Yesterday, PETA tweeted out a chart that listed self-proclaimed “anti-animal” phrases commonly found in our vocabulary and people on Twitter are not having it.
But even worse than the chart was their follow-up tweet, which compared these phrases to racists rhetoric. They wrote,
“Just as it became unacceptable to use racist, homophobic, or ableist language, phrases that trivialize cruelty to animals will vanish as more people begin to appreciate animals for who they are and start ‘bringing home the bagels’ instead of the bacon.”
These recent tweets about the matter are both troubling and misguided. Their argument that relatively harmless animal-associated phrases are along the same lines as the painful racist language that people of color have had to endure for hundreds of years is absolutely ridiculous. Equating the two is incredibly insulting to the plight that they continue to face every day. It also trivializes all the work that people of color have done to reframe and reclaim the words that have long relegated them to the margins of society.
The same goes for their mention of homophobic and ableist language. Does my cat feel the same pain when I say “curiosity killed the cat” as an autistic kid might feel if a bully called him the r-word? It’s an absolutely ludicrous comparison.
These series of tweets are PETA’s latest plight to “remove speciesism from our daily conversations” in an attempt to reframe how we think about the treatment of animals.

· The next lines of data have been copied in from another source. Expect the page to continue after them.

PR #7578, opened 2025-02-27
feat(reporter): add retryCount and flaky to json reporter

saitonakamura:
### Description

I've added additional info about retryCount and flakiness to json reporter to be able to take advantage of it for monitoring tests (we send metrics for each test run to influx database and we would like to monitor retries as well)

I've specifically used the same model as in https://github.com/vitest-dev/vitest/blob/main/packages/vitest/src/node/reporters/reported-tasks.ts#L197 since it looks more useful to me. However jest does a different thing and reports tests invocations https://github.com/jestjs/jest/blob/main/packages/jest-types/src/TestResult.ts#L40. I'm not sure what's better, to be more aligned with jest format (cause initial vitest json report clearly took inspiration from it) or not. So please let me know how I should proceed.

### Tests

### Documentation

### Changesets


packages/vitest/src/node/reporters/json.ts
```diff
@@ -152,6 +160,8 @@ export class JsonReporter implements Reporter {
             t.result?.errors?.map(e => e.stack || e.message) || [],
           location: t.location,
           meta: t.meta,
+          retryCount: t.result?.retryCount ?? 0,
+          flaky: !!t.result?.retryCount && t.result?.state === 'pass' && t.result?.retryCount > 0,
```
AriPerkkio, line 164: We should probably re-use the logic from `diagnostics()` here:

```diff
      const assertionResults = tests.map((t) => {
+       const entity = this.ctx.state.getReportedEntity(t)
+       const diagnostic = entity?.type === 'test' ? entity.diagnostic() : null
+       const flaky = diagnostic?.flaky
+       const retryCount = diagnostic?.retryCount
```

saitonakamura: Thanks for it, fixed

saitonakamura:
I've added some context to the PR and mainly the question about jest report compatibility

sheremet-va:
We think it's better to introduce a new `json` reporter with a different structure that better represents how Vitest handles tests. See https://github.com/vitest-dev/vitest/issues/7586

sheremet-va:
Closing this in favor of #7586

PR #1424, opened 2021-11-01
Silence disallowed host log messages

bemoody:
Partially revert aea362a1a7264b43c4b66842c8ac46e17f453df7:

When a client requests a URL from an unknown hostname (one that is not
listed in "ALLOWED_HOSTS"), django generates a log message at level
ERROR.  Since this is not a server bug, it should not result in an
email message to the administrators.  Therefore, raise the log level
for this logger to CRITICAL.


tompollard:
thanks @bemoody and https://github.com/MIT-LCP/physionet-build/pull/1421

PR #1426, opened 2021-11-03
Fix test suite on development system with lightwave

bemoody:
Running the test suite (in development config, on a system with WFDB installed) was broken because:

- loaddemo creates "physionet-django/static/wfdbcal", and then TestMixin.setUp tries to overwrite that same file and chokes.

- When running the test suite, lightwave shouldn't be accessing "physionet-django/static" anyway; it should be using "physionet-django/static/test" instead.

- Putting DBCAL_FILE in the right place causes TestMixin.tearDown to choke because it's trying to chmod a file we don't own.

- TestMixin.setUp chokes if the test wasn't previously torn down properly.

So clearly this has been broken for a while, I don't know how long.  But these changes should make things more robust.

### DIFF
--- a/physionet-django/lightwave/views.py
+++ b/physionet-django/lightwave/views.py
@@ -13,13 +13,11 @@ from project.views import project_auth
 
 
 # PUBLIC_ROOT: chroot directory for public databases
-if settings.STATIC_ROOT:
-    PUBLIC_ROOT = settings.STATIC_ROOT
-else:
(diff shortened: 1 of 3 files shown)


bemoody:
Actually, it's weird that lightwave.views.PUBLIC_DBPATH is "published-projects" and not "/published-projects", but that's how it's currently done on live and seems to work.

tompollard:
looks good to me, thanks benjamin

PR #1429, opened 2021-11-04
Debranding

fiedosiukr:
This PR allows admins to modify About and Share pages sections. There is an additional menu option in the admin console where users are able to edit the sections. The platform name and the footer data was moved to the environment variables.


bemoody:
Just some quick thoughts!

I don't think this belongs in the "project" app.  There's too much in there already!  It could go in the "physionet" app (where the views are now) or, maybe better, it could be moved to its own app ("about"? "docs"?)

I don't like "PLATFORM_NAME" either, I know some people like to call PhysioNet a "platform" but that's not what the word means in a technical context.  "SITE_NAME" would be more understandable.

I'm guessing the changes to lightwave/static/ were unintentional and should be undone.

I think that before trying to implement this we need to discuss what the result should look like.  I *don't* like having parts of the document structure defined by template files while other parts are defined by the database.  I would much rather see a flexible model that basically makes the *entire page* admin-editable with some sort of template system to handle dynamic content.

fiedosiukr:
@tompollard @bemoody Read for your reviews.

physionet-django/console/templates/console/console_navbar.html
```diff
@@ -194,6 +194,14 @@
         </ul>
       </li>
 
+      <!-- static pages -->
+      <li class="nav-item {% if static_pages_nav %}active{% endif %}" data-toggle="tooltip" data-placement="right">
+        <a id="nav_console_news" class="nav-link" href="{% url 'static_pages' %}">
+          <i class="far fa-window-maximize"></i>
+          <span class="nav-link-text">Static Pages</span>
```
tompollard, line 201: Nitpick but looking at the other menu items, there is a space between the icon and the text! Please could you add this?

tompollard:
Thanks @fiedosiukr, looks good to me. Reminder for self that before this goes to our live server we would need to: (1) update the environment file and (2) migrate about page content to the database.

physionet-django/console/templates/console/console_navbar.html
fiedosiukr: Fixed.

tompollard:
A side benefit of this change is that it makes it easier to distinguish between development ("PhysioNet-Dev"), testing ("PhysioNet-Test") and production ("PhysioNet") sites. Many times in the past I almost made changes on the live site unintentionally, because it looked so similar to the testing site.

PR #1433, opened 2021-11-05
Flake8 configuration

fiedosiukr:
This PR adds the flake8 configuration file. The maximum line length has been set to 119, the value is recommended by Django (79 worsens the readability). It also ignores [F401](https://www.flake8rules.com/rules/F401.html) rule, because all of the models are imported into a single file and flake8 complains about that.

We decided not to force people to use any specific code formatter, so we didn't add `darker` to the dependencies. If someone wants to use `darker`, he needs to install it manually. In order to format the code, simply run `make format`.


tompollard:
Thanks @fiedosiukr looks good to me.

PR #1436, opened 2021-11-09
User login using SSO via Shibboleth

grzegorz-wcislo:


physionet-django/sso/auth.py
```diff
@@ -0,0 +1,26 @@
...
+
+UserModel = get_user_model()
+
+
+class RemoteUserBackend:
+    def authenticate(self, request, remote_user=None):
+        if not remote_user:
+            return
+
+        user = self._get_user_or_none(shibboleth_id=remote_user)
```
grzegorz-wcislo: Rename shibboleth_id to something more generic

physionet-django/user/models.py
```diff
@@ -331,6 +330,7 @@ class User(AbstractBaseUser):
         validators=[validators.UsernameValidator()],
         error_messages={
             'unique': "A user with that username already exists."})
+    sso_id = models.CharField(max_length=50, unique=True, null=True, blank=False)
```
grzegorz-wcislo: Check maximum length in the shibboleth docs

kshalot:
Figured I'll leave a few notes to make it easier to review (I can't edit the PR, so adding it as a comment).

#### The /sso routes
All the Django`/sso` routes are not directly accessed through the Internet. The point is that all traffic going to `https://domain/sso/*` is proxied to a SAML Service Provider that then authenticates the user, assigning him a token which is sent as the `SSO_REMOTE_USER_HEADER` header to Django. In short, what the Service Provider does:
1. Receives traffic going to `/sso/<path>`
2. Authenticates the user
3. If authentication was successful, proxies to Django's `/sso/<path>` internally.

So Django's `/sso` routes can be thought of as protected resources that can only be accessed after being authenticated through SAML.

SAML_SSO

#### Login
After authenticating at the SP's `/sso/login`, the user is internally proxied to Django's `/sso/login` with the SSO header set. So the Django starts handling the user only after they are already authenticated.

#### Register
If the user is not in the database, they are redirected from `/sso/login` to `/sso/register` which, again, passes through the Service Provider that then redirects the user to Django's `/sso/register` with the appropriate header set. The form is the same as for a regular user, with the addition of an invisible `sso_id` which is the user's persistent identifier assigned by the Identity Provider.

#### Activation
The request is proxied through the Service Provider so the header is set. There is no password setup required after successfully activating.

kshalot:
### Navbar with SSO enabled
Screenshot 2022-03-02 at 16 30 57

### Login view with SSO enabled
Screenshot 2022-03-02 at 16 31 05

tompollard:
Looks good, thanks!

tompollard:
@bemoody @briangow @danamouk this pull request added some settings to the environment file (`.env`), so you may want to add them:

```
# Single Sign-On
ENABLE_SSO="False"
SSO_REMOTE_USER_HEADER="HTTP_REMOTE_USER"
SSO_LOGIN_BUTTON_TEXT="Single Sign-On"
```

PR #1438, opened 2021-11-23
Remove arguments.

fiedosiukr:
This fix removes positional arguments that were not supposed to be there.


fiedosiukr:
@bemoody @tompollard For some reason I forgot to amend the last commit and the methods are broken. It would be nice if we could merge it today.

The idea of speciesism — the notion that humans are the superior species — has started gaining traction over the last few years. August 26 has been declared the World Day for the End of Speciesism, and according to end-of-speciesism.org, demonstrations have been held across the globe in solidarity with this movement.
I first encountered protests against speciesism three years ago, when I was on vacation wandering the streets of Prague. I was browsing my street food options when I heard chants coming from behind me. Intrigued, I found a nearby bench and sat down for some lunch and people-watching. It was a protest unlike any I had ever seen: dozens of people had come together to demand an end to speciesism.
The idea that protesting for what you believe in is great — it’s your constitutional right to peacefully stand up for a cause close to your heart (even if your primary cause is ending speciesism, which I personally find to be very low on our priority list given the current state of the world). I am all for ending animal cruelty, though I definitely don’t believe it stems from innocuous turns of phrase, as PETA is claiming.
PETA, maybe it’s time to take the bull by the… oh, sorry, “flower by the thorns” here, and reconsider the way you approach animal advocacy. Being a supporter of animal rights is a noble cause to uphold, but let’s not act like this latest ploy is doing anything but trivializing the way language has been used to demean humans for centuries.
When you pick apart the semantics of harmless idioms and imply that they’re on the same level as phrases that come armed with malicious historical context, you begin to nullify your own argument of why language matters. So how about you refocus your priorities to include actions that would actually benefit animals? When it comes to improving the state of animal welfare, I think you’ve got some bigger fish to fry.